Onsite consultations for medical cannabis and the dispensing of doctor recommendations would be prohibited at retail outlets under the measure. In addition to retail outlet vending, retailers would also be allowed to make offsite deliveries. Requirements for security, lighting, signage, employee background checks, state licensing, and personal cultivation are included in the initiative, but it is the only one currently in the running that does not suggest imposing a tax on cannabis businesses. Instead, the document suggests that Vista charge “a reasonable application fee and reasonable annual fee to regulate the cannabis businesses.”

Rules for personal cultivation are covered by the ACP initiative and require that qualified patients or adult use growers be in compliance with state and local codes. As detailed in correspondence submitted to the city regarding the current situation, the U-Grow Rentals company is looking to reach an agreement with Vista where they would be allowed to set up personal cultivation centers there. They state that they can “supply all solar power, security, and oversight to ensure compliance with all city ordinances.
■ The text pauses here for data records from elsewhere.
PR #2323, opened 2022-06-29
extension type spec: correct release version of extension methods

srawlins:


eernstg (approved):
I was a bit confused about this at first. I noticed the following in $SDK/tools/experimental_features.yaml:

```
  extension-methods:
    help: "Extension Methods"
    enabledIn: '2.6.0'
    expired: true
```

But $SDK/CHANGELOG.md has the following:

> **Extension methods** -- which we shipped in preview in 2.6.0 -- are no longer
in preview, and are now officially supported as of 2.7.0. Learn more about them
here:

So I guess 2.7 is it, LGTM!

PR #2333, opened 2022-07-07
Breaking change to await, update to flatten.

lrhn:
Changes **flatten** to be specified for a static type which is a type variable.

Changes `await` to throw when provided a `Future` value
of a type that could provide an unsound value if awaited.

This differes from the current specification, which instead treats the future as
a value, so `await someFuture` can evaluate to `someFuture`.

It also differs from the current implementation,
which awaits `someFuture` to its value,
whether the result is sound or not.

The result *can* be sound. Compare:
```dart
Object o = await (Future<Object?>.value(3) as FutureOr<Object));
```
which ends up not breaking soundness, with
```dart
Object o = await (Future<Object?>.value(null) as FutureOr<Object));
```
which currently does break soundness.

This change will make both into runtime errors.

(The alternative, and current specification,
to make both expression evaluate to the future itself,
is considered just as error prone and harder to debug,
since a type error is likely happen further downstream
when the `Object` is unexpectedly still a `Future`.)

### DIFF
--- a/specification/dartLangSpec.tex
+++ b/specification/dartLangSpec.tex
@@ -11271,15 +11271,18 @@ which is used below and in other sections, as follows:
   or $T$ is an intersection type
   (\ref{intersectionTypes})
   \code{$X$\,\,\&\,\,$B$},
-  then $\flatten{T} = \flatten{B}$.
+  then \DefEquals{\flatten{$T$}}{\code{\flatten{$B$}}}.
 
-\item Otherwise if $T$ is \code{FutureOr<$S$>} for some $S$
-    then $\flatten{T} = S$.
+\item If $T$ is \code{$S$?}\ for some $S$
+  then \DefEquals{\flatten{$T$}}{\code{\flatten{$S$}?}}.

Our plans include giving employment priority to veterans, disabled, and single moms who are under some form of welfare.” Under the company’s plan, they would rent out 10 x 10 rooms as an alternative option to in-home setups for patients and other citizens who would like to grow cannabis within their 6-plant limit as set by state law.

The social, political, and legal tide for cannabis has changed dramatically over the past decade in the Golden State as well as the rest of the country. This is largely due to a strong resurgence in the many medicinal uses of the plant in recent years and tireless legalization efforts by countless individuals. There are less than three months left before California enters 2018 and retail sales are allowed in the state for both medicinal and adult-use customers. While some cities are not as quick to enact appropriate legislation as others, there is a strong push for regulation in San Diego County, and it is likely that ones without some form of cannabis regulation on the books will be in an ever-shrinking minority as time goes by.